(Collected data entries)
::::

PR #2276, opened 2026-07-27
ci: add Arch Linux cross CI image

marxin:
There are a new CI failures related to updated GCC 16.1 aarch64 cross compiler and thus I would like to have the platform in CI.
Note the `loongarch64` cross compiler in unavailable on the Arch distro.

### DIFF
--- a/.github/workflows/build-images.yml
+++ b/.github/workflows/build-images.yml
@@ -28,6 +28,10 @@ jobs:
             container: ci-alpine-amd64
             runs-on: ubuntu-24.04
             platform: linux/amd64
+          - file: docker/ci/arch.Dockerfile
+            container: ci-arch-cross-amd64
+            runs-on: ubuntu-24.04
+            platform: linux/amd64
           - file: docker/ci/opensuse.Dockerfile
             container: ci-opensuse-amd64
             runs-on: ubuntu-24.04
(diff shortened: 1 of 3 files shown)


marxin:
Am I right I'll need 2 PRs, first one for the image addition (then Build images can be run) and the second one for adding the CI job (with the generated hash of the new images)?

mati865:
Yes, and building the image requires a manual trigger.

mati865:
If you don't mind waiting a bit, I can modify the workflow to run on PRs like this one, but without pushing the images.

marxin:
> If you don't mind waiting a bit, I can modify the workflow to run on PRs like this one, but without pushing the images.

Sure, will appreciate that!

.github/workflows/build-images.yml
```diff
@@ -28,6 +28,10 @@ jobs:
             container: ci-alpine-amd64
             runs-on: ubuntu-24.04
             platform: linux/amd64
+          - file: docker/ci/arch.Dockerfile
```
davidlattimore, line 31: I don't see this file, did you forget to add it?

davidlattimore (commented):
Sorry it's a bit of a painful process to add new containers and hook them up. My approach when testing was to trigger image builds on my fork, then update to the newly built images and run CI.

.github/workflows/build-images.yml
marxin: Yeah, sorry.

davidlattimore (approved):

::::

● **ACTION ITEM**
Repeat only the lines starting at the one that contains "container: ci-opensuse-amd64" and ending at the last line above, exactly as written.

● **THE COMPLETED TASK**
             container: ci-opensuse-amd64
             runs-on: ubuntu-24.04
(diff shortened: 1 of 3 files shown)


marxin:
Am I right I'll need 2 PRs, first one for the image addition (then Build images can be run) and the second one for adding the CI job (with the generated hash of the new images)?

mati865:
Yes, and building the image requires a manual trigger.

mati865:
If you don't mind waiting a bit, I can modify the workflow to run on PRs like this one, but without pushing the images.

marxin:
> If you don't mind waiting a bit, I can modify the workflow to run on PRs like this one, but without pushing the images.

Sure, will appreciate that!

.github/workflows/build-images.yml
```diff
@@ -28,6 +28,10 @@ jobs:
             container: ci-alpine-amd64
             runs-on: ubuntu-24.04
             platform: linux/amd64
+          - file: docker/ci/arch.Dockerfile
```
davidlattimore, line 31: I don't see this file, did you forget to add it?

davidlattimore (commented):
Sorry it's a bit of a painful process to add new containers and hook them up. My approach when testing was to trigger image builds on my fork, then update to the newly built images and run CI.

.github/workflows/build-images.yml
marxin: Yeah, sorry.

davidlattimore (approved):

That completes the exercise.